▶ **Work to complete**
From the entries that follow, gather each line holding the word "just".

Saved data entries

--------------------------------------------------

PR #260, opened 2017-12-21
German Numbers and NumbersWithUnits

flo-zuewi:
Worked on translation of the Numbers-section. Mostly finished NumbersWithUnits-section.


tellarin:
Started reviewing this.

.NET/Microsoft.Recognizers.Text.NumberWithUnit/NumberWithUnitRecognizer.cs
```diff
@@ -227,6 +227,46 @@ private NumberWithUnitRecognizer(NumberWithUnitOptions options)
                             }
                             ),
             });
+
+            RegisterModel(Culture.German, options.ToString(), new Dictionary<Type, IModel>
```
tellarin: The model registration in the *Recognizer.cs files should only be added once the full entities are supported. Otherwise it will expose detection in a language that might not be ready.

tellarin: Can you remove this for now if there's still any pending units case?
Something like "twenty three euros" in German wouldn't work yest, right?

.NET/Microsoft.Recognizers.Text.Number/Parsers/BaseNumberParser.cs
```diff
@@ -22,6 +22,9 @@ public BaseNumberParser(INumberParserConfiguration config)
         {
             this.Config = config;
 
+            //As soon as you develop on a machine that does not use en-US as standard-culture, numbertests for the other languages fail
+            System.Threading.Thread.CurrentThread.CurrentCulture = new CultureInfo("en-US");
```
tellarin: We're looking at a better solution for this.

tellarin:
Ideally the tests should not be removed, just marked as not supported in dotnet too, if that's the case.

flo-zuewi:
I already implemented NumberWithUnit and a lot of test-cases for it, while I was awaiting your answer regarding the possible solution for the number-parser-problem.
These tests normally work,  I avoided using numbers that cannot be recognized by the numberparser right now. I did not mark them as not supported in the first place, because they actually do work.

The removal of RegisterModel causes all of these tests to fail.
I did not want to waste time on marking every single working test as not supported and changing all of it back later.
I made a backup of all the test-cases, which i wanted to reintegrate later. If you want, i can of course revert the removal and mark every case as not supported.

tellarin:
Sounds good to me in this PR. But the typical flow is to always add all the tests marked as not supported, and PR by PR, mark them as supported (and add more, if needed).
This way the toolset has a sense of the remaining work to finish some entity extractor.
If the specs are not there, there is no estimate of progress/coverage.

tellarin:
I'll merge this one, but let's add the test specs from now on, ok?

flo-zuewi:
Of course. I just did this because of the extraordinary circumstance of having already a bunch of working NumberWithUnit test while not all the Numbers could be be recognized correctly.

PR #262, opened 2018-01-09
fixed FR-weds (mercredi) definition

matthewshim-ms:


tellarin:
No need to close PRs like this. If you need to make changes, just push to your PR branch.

--------------------------------------------------

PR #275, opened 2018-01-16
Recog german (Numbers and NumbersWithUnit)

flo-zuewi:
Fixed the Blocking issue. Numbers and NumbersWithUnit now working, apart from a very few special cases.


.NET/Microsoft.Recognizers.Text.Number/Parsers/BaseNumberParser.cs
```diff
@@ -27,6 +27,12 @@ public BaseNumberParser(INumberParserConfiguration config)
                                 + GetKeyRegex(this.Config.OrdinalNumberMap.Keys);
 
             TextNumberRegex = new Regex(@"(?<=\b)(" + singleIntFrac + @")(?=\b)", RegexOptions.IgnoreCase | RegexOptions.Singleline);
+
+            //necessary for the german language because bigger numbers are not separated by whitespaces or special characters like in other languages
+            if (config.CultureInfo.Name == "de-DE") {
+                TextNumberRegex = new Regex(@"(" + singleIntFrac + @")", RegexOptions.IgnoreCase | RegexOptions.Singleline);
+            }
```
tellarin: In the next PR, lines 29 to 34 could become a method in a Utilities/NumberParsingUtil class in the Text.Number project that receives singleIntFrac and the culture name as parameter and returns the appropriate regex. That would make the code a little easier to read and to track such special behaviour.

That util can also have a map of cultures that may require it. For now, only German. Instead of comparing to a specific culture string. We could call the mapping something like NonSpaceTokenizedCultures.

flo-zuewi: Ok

--------------------------------------------------

▶ **Written answer**
Ideally the tests should not be removed, just marked as not supported in dotnet too, if that's the case.
Of course. I just did this because of the extraordinary circumstance of having already a bunch of working NumberWithUnit test while not all the Numbers could be be recognized correctly.
No need to close PRs like this. If you need to make changes, just push to your PR branch.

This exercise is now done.